By Richard Rudd
Ananda was Buddha’s closest disciple. He had been with him since the very beginning. He was the first.
Now he was old. His face was furrowed with the seasons that he had seen, and he seemed like an old, eroding statue.
That very night, Siddhartha, the Buddha, “the awakened One”, passed into the next world. It is said that all of heaven rejoiced with his passing. His death was like the most exquisite sunset the world has ever seen. After the sun had gone down below the horizon, the sky only became richer and richer until the colours were impossibly dazzling. The whole sky continued to resound for several hours with this unbelievable display.
It was as though every one of the thousands and thousands of lives that this man had led, suddenly all erupted simultaneously and cried out in wonder and relief.
Then the night fell, and the void came and claimed it all with its hungry, infinite silence.
All of the Buddha’s disciples gathered together for a great feast, to celebrate the life and passing of their beloved Master. Everyone was elated beyond their normal state. It is said that when a great Master dies, he passes into the blood of his disciples……
Only Ananda remained alone. He was devastated. He felt no joy. Only a sorrow so deep that he felt he could not contain it……He wept uncontrollably. One of the other disciples, Adideva, came to him, asking; ” gentle Ananda, why do you weep? This is a time of great rejoicing, for our master has made the final great passage. He shall never again pass into this world. He has gone beyond all, and paved the way for so many……why then are you so sad? “
And the old man replied, choking through his words, ” I do not weep for the Master, but for myself, for I have been all these years by his side, all these lifetimes I have waited for this one lifetime, and still I have found nothing. I have not attained to the ultimate. And now, all hope is gone. “
Adideva laid his hand softly upon Ananda’s shoulder, and left him to his anguish.
Throughout that night, that black hopeless night, Ananda continued to weep.
It was as though he wept the world through his tears. The arrow of his suffering had entered so deeply into his being that he could no longer tell what was what.

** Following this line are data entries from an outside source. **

PR #2012, opened 2021-01-27
Drug stock report

ssrihari:
**Story card:** [ch2223](https://app.clubhouse.io/simpledotorg/story/2223/add-drug-stock-reports-to-dashboard)

## Because

We want to display stock reports based on the Drug Stock data we're receiving

## This addresses

- Adds a calculation class to model the patient days formulas per state
- Calculate and display patient days numbers per drug category
- Display drug stock information
- Add coefficients for currently known state protocols
- Cache report, bust cache when data is entered
- Add a trait to the Protocol factory, to create protocol drugs with rxnorm_codes

Screenshot 2021-01-29 at 4 57 25 PM


app/controllers/my_facilities/drug_stocks_controller.rb
```diff
@@ -14,11 +14,19 @@ def index
     @facilities = filter_facilities
       .includes(facility_group: :protocol_drugs)
       .where(protocol_drugs: {stock_tracked: true})
+
+    render && return if @facilities.empty?
+    # handle no facilities
```
harimohanraj89, line 19: I think the code's fairly clear. We can remove this comment.

app/models/drug_stock.rb
```diff
@@ -7,9 +7,15 @@ class DrugStock < ApplicationRecord
   validates :received, numericality: true, allow_nil: true
   validates :for_end_of_month, presence: true
 
+  def self.latest_for_facilities(facilities, for_end_of_month)
+    DrugStock.select("DISTINCT ON (facility_id, protocol_drug_id) *")
+      .includes(:protocol_drug)
+      .where(facility: facilities.pluck(:id), for_end_of_month: for_end_of_month)
```
harimohanraj89, line 13: `for_end_of_month: for_end_of_month` Looks like `for_end_of_month` is a full-fledged time stamp. Is this check _too_ precise? Is it prone to breaking if, say, we change the timezone that the dashboard operates in?

app/queries/drug_stocks_query.rb
```diff
@@ -0,0 +1,119 @@
...
+    new_patient_coefficient = coefficients[:drug_categories][drug_category][:new_patient_coefficient]
+    estimated_patients = patient_count * coefficients[:load_factor] * new_patient_coefficient
+    {stocks_on_hand: stocks_on_hand,
+     patient_count: patient_count,
+     load_factor: coefficients[:load_factor],
+     new_patient_coefficient: new_patient_coefficient,
+     estimated_patients: estimated_patients,
+     patient_days: (stocks_on_hand.map { |stock| stock[:stock_on_hand] }.reduce(:+) / estimated_patients).floor}
+  rescue
+    # either drug stock is nil, or drug is not in formula
```
harimohanraj89, line 98: Can we manually report the exception to Sentry? We should know what is going wrong, especially if we're doing a blanket `rescue`.

app/queries/drug_stocks_query.rb
```diff
@@ -0,0 +1,119 @@
+class DrugStocksQuery
+  def initialize(facilities:, for_end_of_month:)
+    @facilities = facilities
+    @for_end_of_month = for_end_of_month
+    # assuming that all facilities on the page have the same protocol
+    @protocol = @facilities.first.protocol
+  end
+
+  def protocol_drugs_by_category
+    @drug_categories ||= @protocol.protocol_drugs
```
harimohanraj89, line 10: Let's name the caching var the same as the method for consistency.

app/queries/drug_stocks_query.rb
```diff
@@ -0,0 +1,119 @@
...
+      .where(stock_tracked: true)
+      .order(:name, :dosage)
+      .sort_by {|protocol_drug| [protocol_drug.name, protocol_drug.dosage.to_i]}
+      .group_by(&:drug_category)
+      .sort_by {|(drug_category, _) | drug_category}
+      .to_h
+  end
+
+  def call
+    patient_counts = Patient.where(assigned_facility: @facilities.map(&:id)).group(:assigned_facility).count
```
harimohanraj89: You shouldn't need to `map(&:id)` here.

harimohanraj89 (commented):
Some initial thoughts.

app/controllers/my_facilities/drug_stocks_controller.rb
ssrihari: Ha no, this was a TODO for us 😁 . Removed after handling in f9e2efdcbde68ce341d1b767c98bf1c3feb5d701.

app/models/drug_stock.rb
ssrihari: Good point, hadn't thought about timezones, and haven't really looked at how we handle it. Will check and revert back. We are setting this value in the controller, so we're quite in control of it either way.

app/queries/drug_stocks_query.rb
ssrihari: Yup, that was the plan here. We're planning on extracting the patient formula calculation to the model space, will pick this up along with that.

app/queries/drug_stocks_query.rb
ssrihari: Ah, this must've slipped while refactoring. Will fix, thanks!

app/queries/drug_stocks_query.rb
ssrihari: We tried that first, and I don't remember the exact error we ran into. @vkrmis?

vkrmis: I think we were doing something slightly different then, `assigned_facility: @facilities` should work

ssrihari: `PG::AmbiguousColumn: ERROR:  column reference "id" is ambiguous` is what I get when trying this.

app/queries/drug_stocks_query.rb
ssrihari: Fixed in 3f3b63c61c00a1a0595608fb9ce543e6bb995796.

app/models/drug_stock.rb
ssrihari: We've changed the column type here to a date now with 134a75e731ed83a6b218b05aec352202a8c99876, so we shouldn't have a tz issue with this anymore. More over, the dates are chosen based on a dropdown during creation, and not based on relative time, so we needn't handle user specific timezones I think.

app/helpers/my_facilities_helper.rb
```diff
@@ -18,4 +18,43 @@ def opd_load(facility, selected_period)
...
+      <% end %>
+      <span class='math'>
+        /<%= report[:patient_count] %>*<%= report[:load_coefficient] %>*<%= report[:new_patient_coefficient] %>
+      </span>
+      Patients
+      <br>
+      <span class='math'>=<%= report[:patient_days] %></span>
+      Patient days
+    EOF
+    tooltip_template.result(binding)
```
ssrihari, line 38: Is there a better way to do this where the ERB isn't in plain text? Don't want to read it from a file either.

spec/controllers/my_facilities/drug_stocks_controller_spec.rb
```diff
@@ -69,7 +69,7 @@
       let(:params) {
         {
           facility_id: facility.id,
-          for_end_of_month: Date.today.strftime("%B %Y")
+          for_end_of_month: Date.today.strftime("%b-%Y")
```
ssrihari, line 72: We will extract `"%b-%Y"` into a constant in another PR since it will change a lot of files in this one.

app/queries/drug_stocks_query.rb
```diff
@@ -0,0 +1,103 @@
...
+    @for_end_of_month = for_end_of_month
+    # assuming that all facilities on the page have the same protocol
+    @protocol = @facilities.first.protocol
+    @state = @facilities.first.state
+  end
+
+  def protocol_drugs_by_category
+    @protocol_drugs_by_category ||= @protocol.protocol_drugs
+      .where(stock_tracked: true)
+      .order(:name, :dosage)
```
harimohanraj89, line 15: Why order if we're sorting right under?

app/queries/drug_stocks_query.rb
```diff
@@ -0,0 +1,103 @@
...
+      .sort_by(&:sort_key)
+      .group_by(&:drug_category)
+      .sort_by { |(drug_category, _)| drug_category }
```
harimohanraj89, line 18: What does this sort achieve? Looks like we're making the final result a hash anyway, so does the ordering matter?

app/queries/drug_stocks_query.rb
```diff
@@ -0,0 +1,103 @@
...
+      @facilities.map(&:id).sort,
+      @for_end_of_month,
+      @protocol.id,
+      @state,
+      CACHE_VERSION
+    ].join("/")
+  end
+
+  def call
+    Rails.cache.fetch(cache_key,
```
harimohanraj89, line 34: Have we considered caching at the per-facility level? It's more cache keys, but each cache key is pretty neatly scoped, and may set us up nicely for future iterations like "show me all large facilities", or "show me all facilities in a block", etc.

app/queries/drug_stocks_query.rb
```diff
@@ -0,0 +1,103 @@
...
+
+    drug_stocks = facility_drug_stocks.group_by { |drug_stock| drug_stock.protocol_drug.drug_category }
+    protocol_drugs_by_category.each do |(drug_category, _protocol_drugs)|
+      stocks = stocks_by_rxnorm_code(drug_stocks[drug_category])
+      patient_days = Reports::PatientDaysCalculation.new(@state, @protocol, drug_category, stocks, patient_count).calculate
+      next if patient_days.nil?
+      facility_report[drug_category] = patient_days.merge(drug_stocks: drug_stocks_by_drug_id(drug_stocks[drug_category]))
+    end
+    facility_report
+  end
```
harimohanraj89, line 70: This method is pretty dense, I'm having a tough time understanding what's going on here. Can you post an example payload? I'm curious if we can work backwards from there to craft a more readable way to express these operations.

app/queries/drug_stocks_query.rb
```diff
@@ -0,0 +1,103 @@
...
+
+  def drug_stock_totals
+    DrugStock.latest_for_facilities(@facilities, @for_end_of_month).group_by(&:protocol_drug).map { |(protocol_drug, drug_stocks)|
+      [protocol_drug, drug_stocks&.map(&:in_stock)&.compact.sum]
```
harimohanraj89, line 74: Agree with Standard. The plain `.sum` at the end is dangerous.

harimohanraj89 (changes requested):
Initial round of questions from me.

app/helpers/my_facilities_helper.rb
ssrihari: This is rendered a few times for every row, and we might have a few thousand rows at a time. Having gone the partial route with the form per row, we saw a lot of latency (10s of seconds) added to rendering time of the page.

In addition, this is actually a string that goes into a data field in html.

Will still give the partial a try to see if the latency impact is worth it. cc @vkrmis

app/controllers/my_facilities/drug_stocks_controller.rb
```diff
@@ -38,24 +41,20 @@ def create
...
     end
-
-    if drug_stocks.empty?
-      redirect_to report_url_with_filters
-    elsif drug_stocks.all?(&:valid?)
-      redirect_to report_url_with_filters, notice: "Saved drug stocks"
-    elsif drug_stocks.any?(&:invalid?)
-      redirect_to report_url_with_filters, alert: "Something went wrong, Drug Stocks were not saved."
-    end
+    redirect_to redirect_url(force_cache: true), notice: "Saved drug stocks"
```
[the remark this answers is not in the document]
ssrihari: The expected behaviour here is that modifying the drug stock (by creating them) should reflect in the report page they just came from. Hence the deliberate cache busting on saving new drug stocks.

app/queries/drug_stocks_query.rb
ssrihari: Oh good catch :) Missed this while refactoring.

app/queries/drug_stocks_query.rb
ssrihari: This is the order in which the column groups, and columns are [displayed on the page](https://github.com/simpledotorg/simple-server/pull/2012/files/f6879780cc577fb49e4a5b74b17367da74c5da77#diff-d7918cfff1a26d2435b9e7511eb9fd48a0f1244a0106e31cd8d445c0b89d3204R22). We use this method as the canonical way to iterate over drug categories and drugs throughout this report as well.

The hash preserves the sorted order as per spec, I think. Can explicitly choose an ordered hash if we think that's better.

app/queries/drug_stocks_query.rb
ssrihari: This report is generally not very expensive, since the drug stocks per facility per month aren't going to be that many and the patient days calculation per facility isn't too intense. So we'll probably get very little out of caching it at a facility level. This is also why we didn't think too much about busting the cache anytime a drug stock is added for a facility in the list.

It's still somewhat useful to cache at a block level for example (that's the default view) since there's totalling and there might be a few thousand facilities in some blocks. And because we generally want the page loads to be quick.

app/queries/drug_stocks_query.rb
ssrihari: There are a couple of examples [in the spec](https://github.com/simpledotorg/simple-server/pull/2012/files/f6879780cc577fb49e4a5b74b17367da74c5da77#diff-e82c91761e53671a526dd257d939fad4211ce7f669ec69a2a02cdeebdbf7d1fcR36) that would help here I think.

Here's one way to think about this. There are two hierarchies:
1. Protocol -> Protocol Drug Categories -> Protocol Drugs (columns)
2. Facility -> Protocol Drug Categories -> Drug Stocks [and patient days] (rows)

We need to traverse through both these for every row, since there might be protocol drugs that don't have drug stocks in that facility, etc.

I do agree that the method is dense, however. Totally open to ideas. We could extract a method for each drug category so it's easier to read perhaps.

app/queries/drug_stocks_query.rb
ssrihari: Fixed in f31505e40e228389038f3b069073479562337d12.

app/queries/drug_stocks_query.rb
ssrihari: Fixed in f31505e40e228389038f3b069073479562337d12.

app/models/protocol_drug.rb
```diff
@@ -19,4 +19,8 @@ class ProtocolDrug < ApplicationRecord
   def assign_id
     self.id = SecureRandom.uuid
   end
+
+  def sort_key
+    [name, dosage.to_i]
```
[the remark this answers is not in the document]
ssrihari: Fixed in f31505e40e228389038f3b069073479562337d12.

app/models/protocol.rb
```diff
@@ -10,6 +10,12 @@ class Protocol < ApplicationRecord
 
   auto_strip_attributes :name, squish: true, upcase_first: true
 
+  def as_json
+    protocol_json = super
```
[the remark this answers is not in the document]
ssrihari: Fixed in f31505e40e228389038f3b069073479562337d12.

app/helpers/my_facilities_helper.rb
harimohanraj89: Neat. If performance sucks, then let's leave it like this and add a comment here explaining why this isn't a partial.

app/queries/drug_stocks_query.rb
harimohanraj89: Oh I see, the sort by drug category sorts by the enum order? Nice. I was under the impression that it would sort by category name, putting ARB drugs first.

ssrihari: Oh it is ordered by name, and ARB is indeed first. We verified this with @dburka as well that this is okay.

app/models/reports/patient_days_calculation.rb
```diff
@@ -0,0 +1,81 @@
+module Reports
+  class PatientDaysCalculation
+    def initialize(state, protocol, drug_category, stocks_by_rxnorm_code, patient_count)
```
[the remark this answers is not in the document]
ssrihari: Fixed in ddd80ed775fd8d7f41c2de181e7cb4c8d97da3ce.

app/queries/drug_stocks_query.rb
ssrihari: Extracted in 9877b110588afbc3cabb398af064bf59ab7b5967. We feel this reads easier. We've swept some of the complexity under the carpet of another function, but this is perhaps good enough for now.

Given that the data structure here is quite nested, we could probably use a better abstraction that would return normalised data for each row. We can go there the next time we visit this, or when we look at the consumption report perhaps.

-- @vkrmis and @ssrihari

app/helpers/my_facilities_helper.rb
ssrihari: We measured the performance, and it looks like partials take twice as long to render. However, the difference for about a hundred facilities is in hundreds of milliseconds, so it's okay to keep the tooltip in the partial for now. We can move it into a helper if we notice it getting slower with prod data.

Measurements in ms (page, view times):
- with partial, soft refresh: 847, 562
- with partial, hard refresh: 1219, 697
- without partial, hard refresh: 702, 356
- without partial, soft refresh: 770, 321

ssrihari: Fixed in 3ea0e0ee7465eced766cfb21f091eb5960559ec6.

app/controllers/my_facilities/drug_stocks_controller.rb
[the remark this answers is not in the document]
harimohanraj89: Ah, understood. 👍

app/queries/drug_stocks_query.rb
harimohanraj89: Cool cool 👍 The cache keys become unwieldy but we don't need worry about that, right? We never interact with them directly.

app/queries/drug_stocks_query.rb
harimohanraj89: Surprisingly, the method extraction actually cleans up the readability quite nicely! ✨ The nested structure of facility -> drug category -> stocks is more evident now. Nice.

app/queries/drug_stocks_query.rb
```diff
@@ -0,0 +1,117 @@
...
+
+    drug_stocks = facility_drug_stocks.group_by { |drug_stock| drug_stock.protocol_drug.drug_category }
+    protocol_drugs_by_category.each do |(drug_category, _protocol_drugs)|
+      facility_report[drug_category] = drug_stock_for_category(drug_category, drug_stocks, patient_count)
+    end
+    facility_report
+  end
+
+  def drug_stock_for_category(drug_category, drug_stocks, patient_count)
+    patient_days = Reports::PatientDaysCalculation.new(
```
harimohanraj89, line 69: I stared at this method for a little bit wondering why we return _nothing_ if there is no patient days information to provide. I then realized, this service puts together the full drug stock info - how many of each drug left + how many patient days that comes to.

Can we rename the service to something like `Reports::DrugStockCalculation` to make these responsibilities more evident?

lib/seed/runner.rb
```diff
@@ -35,6 +35,8 @@ def call
       result = FacilitySeeder.call(config: config)
       total_counts[:facility] = result&.ids&.size || 0
       UserSeeder.call(config: config)
+      announce "Seeding drug stocks..."
+      seed_drug_stocks
```
harimohanraj89, line 39: The `FacilitySeeder` sometimes does not create new facilities, if enough facilities exist already. I think it should be ok for us to create extra drug stock records, since we only surface "most recent per month" anyway. Just wanted to flag here to be sure.

lib/seed/runner.rb
```diff
@@ -69,6 +71,15 @@ def seed_patients(progress)
       results
     end
 
+    def seed_drug_stocks
+      Facility.all.each do |facility|
+        user = facility.users.first
+        facility.protocol.protocol_drugs.where(stock_tracked: true).each do |protocol_drug|
+          FactoryBot.create(:drug_stock, facility: facility, user: user, protocol_drug: protocol_drug)
```
harimohanraj89, line 78: Sanity-check - let's ensure this factory call doesn't create extra tangential records like admins, organizations, etc.

spec/factories/protocols.rb
```diff
@@ -3,5 +3,61 @@
...
+          build(:protocol_drug,
+            name: "Chlorthalidone",
+            dosage: "12.5 mg",
+            rxnorm_code: "331132",
+            stock_tracked: true,
+            drug_category: "hypertension_diuretic",
+            protocol_id: id)
+        ]
+      }
+    end
```
harimohanraj89, line 61: This is very nice. If you're feeling up to it, wanna replace the code in `ProtocolSeeder` with a call to this factory? Optional.

spec/models/reports/patient_days_calculation_spec.rb
```diff
@@ -0,0 +1,220 @@
...
+        state: state,
+        protocol: protocol,
+        drug_category: drug_category,
+        stocks_by_rxnorm_code: stocks_by_rxnorm,
+        patient_count: patient_count
+      ).calculate
+      expect(result).to eq(patient_days: "error")
+    end
+
+    it "sentry" do
```
harimohanraj89, line 179: it "reports exceptions"? For a more natural reading :)

ssrihari: haha! we wrote this down as a placeholder while listing all tests to write. will fix.

spec/queries/drug_stocks_query_spec.rb
```diff
@@ -0,0 +1,140 @@
...
+  let!(:drug_category) { "hypertension_ccb" }
+  let!(:stocks_by_rxnorm) {
+    {"329528" => 10000, "329526" => 20000, "316764" => 10000, "316765" => 20000, "979467" => 10000}
+  }
+  let!(:punjab_drug_stock_config) {
+    {"load_coefficient" => 1,
+     "drug_categories" =>
+        {"hypertension_ccb" => {"new_patient_coefficient" => 1.4, "329528" => 1.2, "329526" => 2},
+         "hypertension_arb" => {"new_patient_coefficient" => 0.37, "316764" => 1, "316765" => 2, "979467" => 1},
+         "hypertension_diuretic" => {"new_patient_coefficient" => 0.06, "316049" => 1, "331132" => 1}}}.with_indifferent_access
```
harimohanraj89, line 18: The test data can be simpler since we're mocking this anyway. `1`, `2`, `1.5`, easy coeffs.

app/queries/drug_stocks_query.rb
ssrihari: It actually returns the "calculation" of patient days, which includes all the factors that go into that equation and are then shown in the tooltip. The rest of the drug stock info on the report does not actually come from here.

However, we'll change around these lines with the consumption report since we'll reuse the class for that as well.

spec/models/reports/patient_days_calculation_spec.rb
ssrihari: Fixed in 3795213aa1a165ebc6ed76e3fb4b333014e240c6.

lib/seed/runner.rb
vkrmis: Yup, this should be fine, we'll just have some extra drug stock records for the month when its run.

lib/seed/runner.rb
vkrmis: Looks okay to me. `facility`, `user`, and `protocol_drug` are the only associations on `DrugStock`.
Since we're providing all three here, there shouldn't be any unnecessary records created.

spec/factories/protocols.rb
vkrmis: Replaced in a90cc9c99ae7bd755b20f4d5e432135bcb13a058

spec/queries/drug_stocks_query_spec.rb
vkrmis: We picked up these values from one of our state protocols. I think its okay to leave in, will give us realistic tables for sandbox data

He entered so profoundly into his agony that he became one with it, and by the morning he had forgotten himself entirely.
He sat staring endlessly into eternity, beneath the tree where his Master had taught the morning before.
At dawn, Adideva awoke from his deep, peaceful sleep, having dreamed of his Master the Buddha, awaiting him under the tree. As he approached the great tree, he saw instead, Ananda sitting naked at its foot. It was a perfect winter morning, and extremely cold, and he concernedly gathered up a robe and went to cover Ananda’s withering, frail body. As he stooped quietly to drape the orange robe around the old man’s shoulders, he looked into Ananda’s eyes.
His Master’s eyes stared back at him. Their air of utter calm and blissful release caused him a moment of shock, and for that moment it seemed as though the death of his master, and the events of the last two days, had been a dream……
The Buddha had died, and yet the Buddha remained.
Through the very heart of his sorrow, Ananda had found the heart of his freedom.